▸ **Your assignment**
Copy every line below where the string "like" is found.

*****

PR #580, opened 2022-10-12
feat: bazam wrapper

christopher-schroeder:
### QC

* [x] I confirm that:


bio/bazam/wrapper.py
```diff
@@ -0,0 +1,31 @@
...
+
+# Extract arguments.
+if reads := snakemake.output.get("reads", ""):
+    out_cmd = f"-o {reads}"
+elif (r1 := snakemake.output.get("r1", "")) and (r2 := snakemake.output.get("r2", "")):
+    out_cmd = f"-r1 {r1} -r2 {r2}"
+else:
+    raise ValueError("either 'reads' or 'r1' and 'r2' must be specified in output")
+
+shell("(bazam -Xmx12g {reference_cmd} {extra} -bam {bam} {out_cmd}) {log}")
```
johanneskoester, line 31: Instead of hardcoding the memory here, it is better to use our get_java_opts helper, which infers such arguments from the resources definition of the rule.
See [here](https://github.com/snakemake/snakemake-wrappers/blob/a67765ce5fe2e97685072b1d30d84fcd461d507a/bio/picard/markduplicates/wrapper.py#L14) for usage, and [here](https://github.com/snakemake/snakemake-wrappers/blob/a67765ce5fe2e97685072b1d30d84fcd461d507a/bio/picard/markduplicates/test/Snakefile#L19) for how to encode the mem in the resources section of the example rule.

johanneskoester (changes requested):
Excellent, just one tiny thing below.

johanneskoester (approved):

PR #594, opened 2022-10-13
feat: move pindel region bed files to input

maehler:
### Description

Recently I discovered that if you pass a non-existent bed file as a value for the command line parameters `-j/--include` or `-J/--exclude` in pindel, the program behaves as if empty files are being passed. Since these are supplied in `params.extra`, no checks are done on them.

I realise that this is not an issue with the wrapper, per se, but the pindel repo has been archived, and I think that modifying the wrapper might be a good way to catch potential mistakes.

Not sure whether my implementation is the best way to handle things, so thoughts and opinions are welcome.

### QC

* [x] I confirm that:


fgvieira:
Why not just have the BED file as an input file? This way `snakemake` will check if the file exists.

maehler:
I was thinking to have the bed files as inputs, but that more or less also makes them required, which I kind of wanted to avoid. If I recall correctly, it is possible to set an input to an empty list for it to not fail, and that could then be handled by the wrapper, but that's also kind of ugly. What do you think?

Good point about the prefix. I just followed the existing wrapper blindly. Having the prefix managed by the wrapper would be much cleaner.

maehler:
> I was thinking to have the bed files as inputs, but that more or less also makes them required, which I kind of wanted to avoid. If I recall correctly, it is possible to set an input to an empty list for it to not fail, and that could then be handled by the wrapper, but that's also kind of ugly.

Or no, I'm being a square. Whether the argument would be optional or not would be handled by the wrapper. Much cleaner.

fgvieira:
Just modify this one...

bio/pindel/call/wrapper.py
```diff
@@ -3,13 +3,34 @@
...
+if include_bed is not None and exclude_bed is not None:
+    raise Exception("supply either include_bed or exclude_bed, not both")
+
+include_arg = ""
+if include_bed is not None:
+    include_arg = "-j {}".format(include_bed)
+
+exclude_arg = ""
+if exclude_bed is not None:
+    exclude_arg = "-J {}".format(exclude_bed)
```
fgvieira, line 23:
```suggestion
    exclude_arg = f"-J {exclude_bed}"
```

bio/pindel/call/wrapper.py
```diff
@@ -3,13 +3,34 @@
...
 
+include_bed = snakemake.input.get("include_bed", None)
+exclude_bed = snakemake.input.get("exclude_bed", None)
+
+if include_bed is not None and exclude_bed is not None:
+    raise Exception("supply either include_bed or exclude_bed, not both")
+
+include_arg = ""
+if include_bed is not None:
+    include_arg = "-j {}".format(include_bed)
```
fgvieira, line 19:
```suggestion
    include_arg = f"-j {include_bed}"
```

fgvieira:
It looks great! Just some small cosmetic suggestions. :smile:

fgvieira (approved):

maehler:
> It looks great! Just some small cosmetic suggestions. 😄

Great, thanks for the input! This turned out a lot better.

fgvieira:
It seems there is a conflict on `test.py`. Can you take a look at it?

maehler:
Should be good to go now.

fgvieira (approved):

PR #772, opened 2022-11-03
feat: gbasf2_wrapper

casschmitt:
### Description

Adding a wrapper called gbasf2, enabeling snakemake to submit rules as jobs to the Belle II grid, similar to the LHC Computing Grid. Intended to be used for workflows on the KEKcc computing cluster only.

PS: Input file paths to the Belle II grid are always absolute, which gives an unavoidable warning in snakemake linting.

### QC

* [x] I confirm that:


fgvieira:
Is this wrapper intended to submit jobs to a specific cluster?
if so, why not use snakemake profiles (e.g. [here](https://github.com/orgs/Snakemake-Profiles/repositories))?

casschmitt:
As indicated above:
"Input file paths to the Belle II grid are always absolute, which gives an unavoidable warning in snakemake linting."
Is there a way to circumvent the failed linting check above? Thank you.

casschmitt:
> Is this wrapper intended to submit jobs to a specific cluster? if so, why not use snakemake profiles (e.g. [here](https://github.com/orgs/Snakemake-Profiles/repositories))?

I am not using a profile, since only some rules need to be submitted to the cluster and not all rules of a typical Belle II workflow. With a wrapper, I can specify per rule what goes on the cluster.

fgvieira:
The rules that are not submitted to the cluster, are they intended to be run locally? Because if so, they could be defined as [local rules](https://snakemake.readthedocs.io/en/stable/snakefiles/rules.html#local-rules).

casschmitt:
> The rules that are not submitted to the cluster, are they intended to be run locally? Because if so, they could be defined as [local rules](https://snakemake.readthedocs.io/en/stable/snakefiles/rules.html#local-rules).

In a typical Belle II workflow, we have 3 types of rules. The ones that run on our dedicated cluster (with the wrapper), the ones that run on a qsub cluster (--cluster qsub) and the ones that run locally (localrules). This is the only way I was able to implement it in a snakemake workflow and it works very nicely.

PS: To circumvent the linting error, I could read in the absolute path from a separate file. Would this be preferred? Thank you

fgvieira:
From what you are saying, it seems like you'd like to be able to specify rule-specific profiles. If so, then I think the best way would be to do it through `snakemake`, and not through a wrapper. This would be quite neat, as it would allow `snakemake` to work with an arbitrary number (and type) of clusters.

casschmitt:
> From what you are saying, it seems like you'd like to be able to specify rule-specific profiles. If so, then I think the best way would be to do it through `snakemake`, and not through a wrapper. This would be quite neat, as it would allow `snakemake` to work with an arbitrary number (and type) of clusters.
> 
> @johanneskoester what do you think?
 
Rule-specific profiles would be very nice. For now though, we might use the wrapper and make it publicly available for analysts? Once rule-specific profiles are available in snakemake, we could transfer to a profile.

casschmitt:
Dear all, I moved the absolute path into a separate file. In this way snakemake linting throws no warnings. Is there any updated opinion on this merge? Thank you

casschmitt:
It's been two weeks and I am trying to provide this wrapper to collaborators. Are there any updates on how to proceed @johanneskoester @fgvieira? Thank you.

casschmitt:
Dear all, as far as I know the snakemake wrapper repository does not come with GPL3 compatible license. However, it turns out that some collaborators require this. Therefore I will close this pull request and publish the wrapper elsewhere with GPL3 compatible license. Thank you for your help nevertheless!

*****

▸ **Task response**
From what you are saying, it seems like you'd like to be able to specify rule-specific profiles. If so, then I think the best way would be to do it through `snakemake`, and not through a wrapper. This would be quite neat, as it would allow `snakemake` to work with an arbitrary number (and type) of clusters.
> From what you are saying, it seems like you'd like to be able to specify rule-specific profiles. If so, then I think the best way would be to do it through `snakemake`, and not through a wrapper. This would be quite neat, as it would allow `snakemake` to work with an arbitrary number (and type) of clusters.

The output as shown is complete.